Затем сгреб со столика остатки наших ночных посиделок, скинул все в мусорную корзину в углу комнаты, заполонив ее доверху.
Я залез под душ. Пока прохладная струя лупила меня по спине, я жмурился и воспоминал последнюю фразу Фролова. Как он это сказал, хлестко, весомо. Словно давно уже собирался. Но все никак не было случая.
А ведь они действительно мне ничего тогда не сказали.

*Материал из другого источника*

PR #2773, opened 2024-01-22
plugin-flow-builder: fix trackEvent when intent does not have enough confidence

Iru89:
## Description
Call only the track event indicating that an intent has failed when the intent does not have sufficient confidence

## Context

This function was being called whenever the bot received an input from the user and if this input did not match any created intent the server response is 500 because it expects the intent and the confidence in the POST call object.

### DIFF
--- a/packages/botonic-plugin-flow-builder/src/action/intent.ts
+++ b/packages/botonic-plugin-flow-builder/src/action/intent.ts
@@ -1,17 +1,14 @@
 import { ActionRequest } from '@botonic/react'
 
 import { FlowBuilderApi } from '../api'
-import {
-  HtIntentNode,
-  HtNodeWithContent,
-} from '../content-fields/hubtype-fields'
+import { HtIntentNode } from '../content-fields/hubtype-fields'
 import { EventName, trackEvent } from './tracking'
 
-export async function getNodeByIntent(
+export async function getIntentNodeByInput(
   cmsApi: FlowBuilderApi,
   locale: string,
   request: ActionRequest
-): Promise<HtNodeWithContent | undefined> {
+): Promise<HtIntentNode | undefined> {
   const intentNode = cmsApi.getIntentNode(request.input, locale)
   const eventArgs = {
     intent: request.input.intent as string,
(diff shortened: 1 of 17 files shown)


packages/botonic-plugin-flow-builder/src/action/intent.ts
```diff
@@ -15,14 +15,17 @@ export async function getIntentNodeByInput(
     confidence: request.input.confidence as number,
     confidence_successful: true,
   }
-  if (isIntentValid(intentNode, request, cmsApi) && intentNode?.target?.id) {
-    await trackEvent(request, EventName.botAiModel, eventArgs)
-    return intentNode
-  } else {
+  if (request.input.confidence && request.input.intent) {
+    if (isIntentValid(intentNode, request, cmsApi) && intentNode?.target?.id) {
```
AlbertGom, line 19: You can add this `&& intentNode?.target?.id` inside `isIntentValid` method

AlbertGom (approved):

packages/botonic-plugin-flow-builder/src/action/intent.ts
Iru89: This intentNode.target.id was here because of the logic I changed in the previous PR, it is not needed now. What would be logical is that if there is no IntentNode for the received request.input.intent then don't create event for botAiModel.

```
if (request.input.confidence && request.input.intent && intentNode) {
    if (isIntentValid(intentNode, request, cmsApi)) {
```

packages/botonic-plugin-flow-builder/src/action/intent.ts
```diff
@@ -15,23 +15,25 @@ export async function getIntentNodeByInput(
...
 
 function isIntentValid(
-  intentNode: HtIntentNode | undefined,
+  intentNode: HtIntentNode,
   request: ActionRequest,
   cmsApi: FlowBuilderApi
 ) {
   return (
-    intentNode &&
     request.input.confidence &&
```
AlbertGom, line 37: You can also remove this line

AlbertGom (approved):

AinaVendrell (approved):

PR #2782, opened 2024-02-28
plugin-flow-builder: check if agents are available in conditional queue 

Iru89:
## Description

Now in the FlowBuilder frontend we can have queue conditionals, which check if there are available agents with a check box. This generates a conditional queue with 3 outputs.

## Context

The node with 3 outputs will look like this
```typescript
{
      id: 'b0b61028-b683-4ea6-ba7d-b79ca160e438',
      code: 'CONDITIONAL_QUEUE',
      meta: { x: 358.20617669934023, y: 352.83848058278346 },
      follow_up: null,
      target: null,
      flow_id: '8d527e7d-ea6d-5422-b810-5b4c8be7657b',
      type: 'function',
      content: {
        action: 'check-queue-status',
        arguments: [
          {
            type: 'boolean',
            name: 'check_available_agents',
            value: true,
          },
          {
            locale: 'en',
            values: [
              {
                type: 'string',
                name: 'queue_id',
                value: 'e7a2304d-f73c-409d-b272-239a9b8a9e0e',
              },
              { type: 'string', name: 'queue_name', value: 'General' },
            ],
          },
        ],
        result_mapping: [
          {
            result: 'open',
            target: {
              id: 'de7a4af4-0c50-44ee-9f6c-86796c6d4c53',
              type: 'text',
            },
          },
          {
            result: 'open-without-agents',
            target: {
              id: '503cfe1a-8cd4-4c9c-be42-dc00b3d43806',
              type: 'text',
            },
          },
          {
            result: 'closed',
            target: {
              id: 'd2ec4c3a-bdc2-4e22-8b1c-ec0b473feadd',
              type: 'text',
            },
          },
        ],
      },
    },
```

The arguments of a node of type function can have arguments that depend on the locale and arguments that do not depend on the locale (for example argument with name check_available_agents)

After processing the arguments we get the following arrays:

Генка закричал мне «Беги!» и я побежал, и позади оставался стылый морозный лес, и низкое, нечеловеческое бормотание, сводящее с ума, нарастающее как рокот тайфуна. Холодный зрачок луны над верхушками заиндевевших елей. И ледяной взгляд, обжигающий спину, холоднее снега, в котором я тонул и спотыкался. И я бежал, и впереди были две цепочки следов, мои и Генкины, а потом из-за пригорка, ослепляя фарами, вынесся джип, и Фролов с Максом побежали мне навстречу и мимо, у них из перекошенных ртов валил пар, в руках были пистолеты, а глаза — бешеные. А потом был отчет перед Черномором, и Генкины похороны, и ни Фролов, ни Макс мне ничего не сказали. Ни слова. И не сказала мне ни слова Полина. Просто собрала вещи и уехала к родителям. А в то утро, когда закончился отпуск, я не пошел в контору, а опять пошел в винный отдел магазинчика напротив. И никто мне не стал звонить и спрашивать, где я, что со мной и почему я не явился в офис.
Никто не звонил до того самого дня, когда я узнал, что страх можно почувствовать на ощупь.
Я выключил воду, ежась, встал голыми пятками на холодный кафель. С остервенением растерся махровым полотенцем.
Посмотрел на свое отражение — бледное лицо, тени под глазами, спутанные мокрые волосы, щеки небритые. Страшилище.
Я очень тщательно и долго брился, затем окатил лицо одеколоном.
Вернулся в комнату, оделся. Немного подумав, выудил из выданного шефом пакета ключи от машины. Натянул куртку, замотал вокруг шеи шарф, вышел на улицу.
С первого раза «Бэха» не завелась.
Мне стало смешно. Я захохотал в голос, провел руками по лицу, отдышался.
Минут пятнадцать я сидел, откинувшись на спинку водительского кресла и вертел в руках резную фигурку, подаренную давным-давно Генкой.
Когда он вручил ее мне, он, наверное, верил, что я буду развиваться, пойду вперед. Несмотря ни на что.
Эта фигурка — не только единственное, что осталось от Генки. Это еще и единственное, что осталось от меня прежнего.
Того парня, которому прочил большое будущее Черномор. Того парня, у которого были самые верные и самые лучшие в этом мире друзья. Того парня, который целовался с Полиной под теплым весенним дождем и думал, что все будет отлично.